Babası haksız yere suçlanan bir adam, gerçek katili bulmaya çalışır.

"Zulmeden, zulümden kaçamaz."

Kaliteli serilerin yaratıcısı olan Ay Yapım bu hikaye ve oyuncu kadrosuyla yine kendine yakışır bir kaliteye sahip bir yapım ortaya koymuş. Aile içi drama ve üstü kapalı gizemlerle dolu, çok şık, öfkeli hikaye anlatımı ve İstanbul'a ait nostaljik arka planı ile 70'lerin kendine has hak arayışını anlatmaktadır.

Ülkenin tanınmış ve popüler yüzleri eşliğinde gerilim ve dramayı en iyi yansıtabilecek durumdaki oyuncu kadrosu, nefreti, öfkeyi, neşeyi ve aşkı farklı tonlarda yaşayabilecek bir geçmişe ve olgunluğa sahip isimlerdir. Öfke ve çatık kaşın baş aktöre bu kadar yakışması, acaba eskiden kalma bir hayranlık mı kestiremedim. Ancak ağır abi jargonunu en üst seviyede sunan birisi olarak bu üst performansı taçlandırmamak çok da adil olmayacaktır.

Hikaye boyunca biraz gerçek, biraz kurgu ve biraz abartı ile hikayeyi zorluyor olsa da bunu fazla denemez ve arada sırada aksesuar olarak kullanması fazla göze batmaz. Kamera açıları geniş ve HD bir sunuma sahip, kendi istedikleri renge ve tona sahip dünyayı görsel olarak yaratmaları çok profesyonel ve pahalı duruyor.

Öykü için bilindik bir şablon sunulmuş olsa da buna tutsak bir ilerlemeye sahip değil. Aksine hep bir tık ileriyi düşünen bir seri halindedir. Vintage bir anlatı olarak 1973 İstanbul'unda yaşayan çekirdek bir ailenin hikayesi. Kendi odasında ölü bulunan vekilin baş şüphelisi olarak yaşlı bir adam tevkif edilir ve sekreterin şahit olarak söyledikleri işi daha da çıkmaza sürükler. Vekilin odasına girdiğinde yaşlı adamı elinde kanlı ve keskin zarf açıcısı ile görmüştür; bu bir yanlış anlaşılma gibi görünse de savcı için gerekli bir delildir.
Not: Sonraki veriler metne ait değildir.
PR #275, opened 2022-06-10
Clean around `libkernel` and `libkernel-nopatch`

fjtrujy:
## Description

This PR simplifies the "logic" around the 2 different flavors we have for the `kernel library`.

Currently, the project was generating 2 different libraries:
1. `libkernel.a`
2. `libkernel-nopatch.a`

The original purpose of the `libkernel-nopatch` was to avoid the `patched functionality` that we do during the initialization process of the binary. However, step by step in a wrong way, the "Patched concept" has been mixed with "light kernel version", avoiding some functionality (that isn't patching the kernel) for the `libkernel-nopatch.a`.

Having the 2 different libraries make the compilation process more difficult. Now we're using [standard libraries](https://github.com/ps2dev/gcc/blob/ee-v11.2.0/gcc/config/mips/ps2sdk.h#L2-L9), so if we want to use the `libkernel-nopatch.a` forced us to do the `-nodefaultlibs`

I have changed totally the approach used for leading with the normal, no-patch, and light conditions, just generating a single `libkernel.a`

As I said before there are functions set during the initialization process of every single binary, implying unfortunately having a bigger size binary.

Let's first take a look at the current `_InitSys` method:

```c
void _InitSys(void)
{
    StartTimerSystemTime();
    InitAlarm();
    InitThread();
    InitExecPS2();
    InitTLBFunctions();
}
```

The nature of the functions called can be split into 2 different sections:

1. Patched functionality
```c
    InitAlarm();
    InitThread();
    InitExecPS2();
    InitTLBFunctions();
```

2. Additional timer utils
```
StartTimerSystemTime();
```

## NO PATCHED BINARIES AND/OR TINY BINARIES

On the `kernel.h` file at the very end, we have a section where we defined some `macros` for making it super easy the disable these functions.

Let's put an example of how to disable the patched functionality:

```c
.....
#include <kernel.h>
#include <stdio.h>

// With this line we disabled the patched functionalities
DISABLE_PATCHED_FUNCTIONS();

int main(int argc, char **argv)
{
    printf("Hello world!\n");
    return 0;
}
```

Let's put another example where we disable the extra timer functionality:

```c
.....
#include <kernel.h>
#include <stdio.h>

// With this line we disabled the extra functionalities for timers
DISABLE_EXTRA_TIMERS_FUNCTIONS();

int main(int argc, char **argv)
{
    printf("Hello world!\n");
    return 0;
}
```

Therefore we can combine both:

```c
.....
#include <kernel.h>
#include <stdio.h>

// With this line we disabled the patched functionalities
DISABLE_PATCHED_FUNCTIONS();
// With this line we disabled the extra functionalities for timers
DISABLE_EXTRA_TIMERS_FUNCTIONS();

int main(int argc, char **argv)
{
    printf("Hello world!\n");
    return 0;
}
```

## HOW IS THIS WORKING?

It honestly is quite easy. 
All these functions that we may want to disable are defined as `__attribute__((weak))`, so it means that if a "strong" implementation is defined, they will override.
For this reason, the macros defined in the `kernel.h` are helpers that either does dummy implementations or bypass the patched wrappers.


fjtrujy:
Could be nice if @sp193 can take a look, because If I'm not mistaken he was the one that created the `libkernel-nopatch.a` library

rickgaiser (approved):
I like this new approach.

Please note that every application using libkernel-nopatch will break with this change. So ps2link and opl's eecore for instance.

Will this also affect the size of these ELF's?

fjtrujy:
> I like this new approach.
> 
> Please note that every application using libkernel-nopatch will break with this change. So ps2link and opl's eecore for instance.
> 
> Will this also affect the size of these ELF's?

Well the size of binary could be improved if you disable some of the functions you don’t need.

And you’re right binaries using `no-patch` kernel now need to be updated.

uyjulian:
Maybe keep the `nopatch` variant during the transition period, then applications can be updated as needed

uyjulian (approved):
lgtm

sp193:
I don't know much about this technique as it is specific to GCC. I created two versions of libkernel because I could not think of a better way. You should do testing to ensure that it works as intended: the symbols are available in both modes and the unwanted functions do not appear where unexpected.

The TLB patches add TLB functions. So I think you should treat the new alarm functionality the same as how you would treat the TLB functions. These were added by Sony later on, to their SDK.

fjtrujy:
> I don't know much about this technique as it is specific to GCC. I created two versions of libkernel because I could not think of a better way. You should do testing to ensure that it works as intended: the symbols are available in both modes and the unwanted functions do not appear where unexpected.
> 
> The TLB patches add TLB functions. So I think you should treat the new alarm functionality the same as how you would treat the TLB functions. These were added by Sony later on, to their SDK.

Thanks for you reply, yes this technique works fine this is something that newlib does quite often, and also is something that we have done in PSP already.

Anyway I checked the assembly code generated and the results were the expected ones.
Cheers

Mahir ise bu cinayetin arkasını rahat bırakmaz. Sert bir mizaca sahip, boylu poslu, yakışıklı ve zeki biri olarak karşımıza çıkan Mahir, babasının suçsuz oluğuna inanmakta ve bunu kanıtlamak için elinden geleni yapmaya hazır bir profil sunmaktadır.

Yeni bir kimlik, sahte bir belge, şık bir takım elbise, Prada bir çanta, sinek kaydı bir tıraşla artık o da hukuk sisteminin içine girmiş bir 'Frank William Abagnale'dir.